Parece un exceso patriotero. Pero es así. Maradona representó lo mejor y también lo peor de las esencias nacionales. Eduardo Galeano, el célebre escritor y periodista uruguayo, lo definió con maestría: “Diego Armando Maradona fue adorado no sólo por sus prodigiosos malabarismos, sino también porque era un dios sucio, pecador, el más humano de los dioses”. “Cualquiera podía reconocer en él una síntesis ambulante de las debilidades humanas, o al menos masculinas”, continúa Galeano: mujeriego, tragón, borrachín, tramposo, mentiroso, fanfarrón, irresponsable. Pero los dioses no se jubilan, por muy humanos que sean. Él nunca pudo regresar a la anónima multitud de donde venía. La fama, que lo había salvado de la miseria, lo hizo prisionero”, dijo. Y cuesta no compartir esa mirada.
Un trabajo insalubre
Además de haber sido el más grande futbolista de la historia del fútbol argentino y, para muchos, el mejor del mundo de todos los tiempos, le tocó desempeñar, con dedicación exclusiva, el trabajo más estresante e insalubre: ser Maradona. El hombre más famoso, más amado y más odiado del planeta. Aquel al que lo llegaron a comparar con Dios.
Para poderlo soportar, para protegerse de las furias arrasadoras de la celebridad, la gloria, la fortuna y las tentaciones marginales que venían en ese combo endiablado, Diego debió crear su propio personaje: Maradona.
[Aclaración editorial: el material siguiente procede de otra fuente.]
PR #6289, opened 2022-02-01
Hash_map: Restructure the benchmark code 

afabri:
## Summary of Changes

In @GilesBathgate's PR #5673 the `CGAL::Unique_hash_map` undegoes changes that we have to benchmark in isolation.
We already have a benchmark subdirectory, and I restructured the test of filling maps and querying maps for the vertex descriptors of a `CGAL::Polyhedron_3`.

@GilesBathgate and @sloriot can you have a look if this test has no design flaw and makes sense. We then can cherry pick it  to the branch of #5673 and compare performances of the two branches on several platforms.  With VC2019, I have the impression that the proposed changes make it slower.


afabri:
It might be that a call to `reserve()`  completely changes the picture.  This is not offered by the `CGAL::Unique_hash_map` in the master branch.

GilesBathgate:
@afabri The code does make sense to me, and I think using some degree of randomness in the input data should stop the effect of branch prediction in the CPU, to get a true picture of the performance. I do think that micro-benchmark frameworks offer features that can make the tests more accurate.

> It might be that a call to `reserve()` completely changes the picture. This is not offered by the `CGAL::Unique_hash_map` in the master branch.

Yeah, the consequence of a small table size for a large data set is that it will have to rehash more times. (actually 4 extra times to get from 32 to 512 buckets) So while the small table size improves the performance of small data sets (maybe hash tables shouldn't be being used for these in the first place) `reserve()` should be called when the total element count is known in advance.

afabri:
@GilesBathgate can you cherrypick the benchmark and then perform it in this branch and in your branch, to confirm that your changes do not improve performance.

GilesBathgate:
> Is that random enough, and if not what do you propose.

It was a positive affirmation. I noted that you do randomise, and this is a good idea.

GilesBathgate:
> confirm that your changes do not improve performance.

That sounds like loaded bias :(

Anyway like my results were showing in the [Nef_benchmark](https://github.com/afabri/Nef_3_benchmark/actions/runs/1780771074) I am only getting 8% at most. 

I added the following to the test:
```diff

+template <typename Map>
+void reserve(Map& sm, int ii){
+    sm.reserve(ii);
+}
+
+template <typename X, typename Y>
+void reserve(std::map<X,Y>&, int){
+}
 
 template <typename Map, typename VPM>
 double fct(int ii, int jj, const std::vector<vertex_descriptor>& V, const VPM& vpm, const std::string& s)
@@ -35,6 +43,7 @@ double fct(int ii, int jj, const std::vector<vertex_descriptor>& V, const VPM& v
   construct.start();
   for(int j=0; j <jj; j++){
     Map sm;
+    reserve(sm,ii);
     for(vertex_descriptor vh : V){
       sm[vh] = get(vpm,vh);
     }
```

Then I had to make further changes to include the contender in the same run (because of the variance across runs caused by std::shuffle) These changes can be seen here: https://github.com/GilesBathgate/cgal/tree/Hash_map-benchmark-GilesBathgate

The results are attached:
[results.txt](https://github.com/CGAL/cgal/files/7985300/results.txt)

I think it's an improvement, but it's possible I also made a mistake.

GilesBathgate:
@afabri This maybe a better way to use the reserve method, only when available.

```c++
template <typename Map>
auto reserve(Map& sm, int ii) -> decltype(sm.reserve(ii), void()){
    sm.reserve(ii);
}
```

lrineau:
> @afabri This maybe a better way to use the reserve method, only when available.
> 
> ```c++
> template <typename Map>
> auto reserve(Map& sm, int ii) -> decltype(sm.reserve(ii), void()){
>     sm.reserve(ii);
> }
> ```

I agree.

Explanation: using `auto` with a trailing return type allows to SFINAE-reject the method if the expression `sm.reserve(ii)` does not compile.

I also find dubious the usage of `int`, here. The parameter of `reserve` is `Container::size_type` and it is documented to be unsigned. You can use `typename Map::size_type` instead of `int`, or `std::size_t`.

GilesBathgate:
@afabri The benchmark appears to only check for keys that do exist, it doesn't check call `sm[unknown_key]` (both const and non-const versions of `operator[]`)

afabri:
Just to check that I got it right.   You created the branch  [Hash_map-benchmark-GilesBathgate](https://github.com/GilesBathgate/cgal/compare/Hash_map-benchmark-GilesBathgate)    from this branch and then you added your modified ` Unique_hash_map` from the Nef branch so that we can compare the two Unique hash map versions in one run.   Good idea.

afabri:
> @afabri The benchmark appears to only query keys that do exist, it doesn't call `sm[unknown_key]` (both const and non-const versions of `operator[]`)

Do not all the insertions are an unknown key when we insert them?   This even triggers the question if when we bench the construction phase, if  we do not have to use an ` insert()`  function.

GilesBathgate:
> Do not all the insertions are an unknown key when we insert them

Yes that's true, perhaps I need to better explain. There is `const Data& operator[](K) const` and `Data& operator[K]` when the non-const one is called, if the value doesn't exist its inserted (chained_map.access) This is what is done in the construction phase. However when the const one is called it looks up the value (chained_map.lookup), and if it doesn't exist it returns the default value. Thus a const query that looks for a non-existent item doesn't have the overhead of inserting the value. I thought this would make a good addition to the benchmark.

afabri:
> I thought this would make a good addition to the benchmark.

I would be glad if you added it.

GilesBathgate:
> What I do not like about your changes of the Unique hash map implementation is that it is a huge monolithic diff.

I think I have the full set of changes, but I squashed them. I will see if I can find them, then perhaps cherry-pick the key changes to another branch and see if it still performs the same.

Hash_map/benchmark/Hash_map/polyhedron.cpp
```diff
@@ -18,125 +16,134 @@
...
-  typedef boost::property_map<Mesh,CGAL::vertex_point_t>::type  VPM;
-  VPM vpm = get(CGAL::vertex_point,mesh);
+template <typename X, typename Y>
+Point_3 lookup(CGAL::Unique_hash_map<X,Y>& sm,vertex_descriptor vh){
+    const CGAL::Unique_hash_map<X,Y>& const_sm = sm;
+    return const_sm[vh];
+}
 
+template <typename Map>
+double fct(int ii, int jj, const Vertex_list& V, const Vertex_list& V2, const VPM& vpm, const std::string& s)
```
GilesBathgate, line 56: I don't know why `fct` returns a `double`, when `int x` and `int res`/`int temp`

afabri: Should be just int.
I do this adding to make sur that the compiler does not optimize loops away that do nothing.
And also to check that for all the map types the result is the same. 

Btw, we should maybe only work in your branch GilesBathgate/Hash_map-benchmark-GilesBathgate 
instead of this one.

GilesBathgate:
> Btw, we should maybe only work in your branch GilesBathgate/Hash_map-benchmark-GilesBathgate
> instead of this one.

I don't mind how we do the github workflow. I intended my branch as 'throw away' because it has changes to include `Unique_hash_map_contender` and `contender::chained_map` which aren't intended for CGAL:master

afabri:
We can also use this branch. I just invited you yo become collaborator, so that you can push the contenders and/or improve the benchmark code.   Please don't force push though.

GilesBathgate:
> Please don't force push though.

Thanks for the invite! I won't force push.

GilesBathgate:
@afabri Is the intention for this branch still to be tested/merged?

afabri:
> @afabri Is the intention for this branch still to be tested/merged?

Do you want this branch to be in master so that we have the same tests in future Nef-related branches to come?

GilesBathgate:
> Do you want this branch to be in master so that we have the same tests in future Nef-related branches to come?

I think that's a good approach.

afabri:
> > Do you want this branch to be in master so that we have the same tests in future Nef-related branches to come?
> 
> I think that's a good approach.

@lrineau @sloriot can you please merge this PR

lrineau:
I eventually understood that this pull-request can be, and must be, merged without being tested, because it modifies only one file that is not part of what is tested by any of our test processes.

I just merged it.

Fernando Signorini, su preparador físico personal y una de las personas que mejor lo conoció, acuñó una frase que lo sintetizaba: “Con Diego voy a todos lados, con Maradona no tomó ni un café”.
O sea, coexistieron siempre un Diego cálido, leal, sensible, divertido, solidario y amigo de sus amigos. Y un Maradona capaz de gestos brutales de desprecio, atropello y arbitrariedad hacia todo aquel que no hiciera lo que él quisiera, cuando él quisiera y del modo en que él lo quisiera. El hombre y sus bestias vivieron en el mismo cuerpo. Y aparecían inesperadamente en cualquier situación, con diferencia de minutos. Incluso de segundos. Lo mejor de lo bueno y lo peor de lo malo luchaban dentro de él.
Todos estos Maradonas (y algún otro también) se resumieron juntos en una histórica tapa del suplemento deportivo del diario La Nación, cuando Diego cumplió 50 años en 2000. Las fotos de sus caras, pegadas una al lado de la otra, contaban su biografía en una impresionante crónica visual, más elocuente que cualquier texto. Reflejaban todas las vidas que Diego vivió dentro de la suya. Y todos sus estados de ánimo. Cara y contracara, todo el tiempo. Resultaba agotador vivir así. Diego lo hizo durante 60 años. Hasta que su corazón detuvo su alocado galope.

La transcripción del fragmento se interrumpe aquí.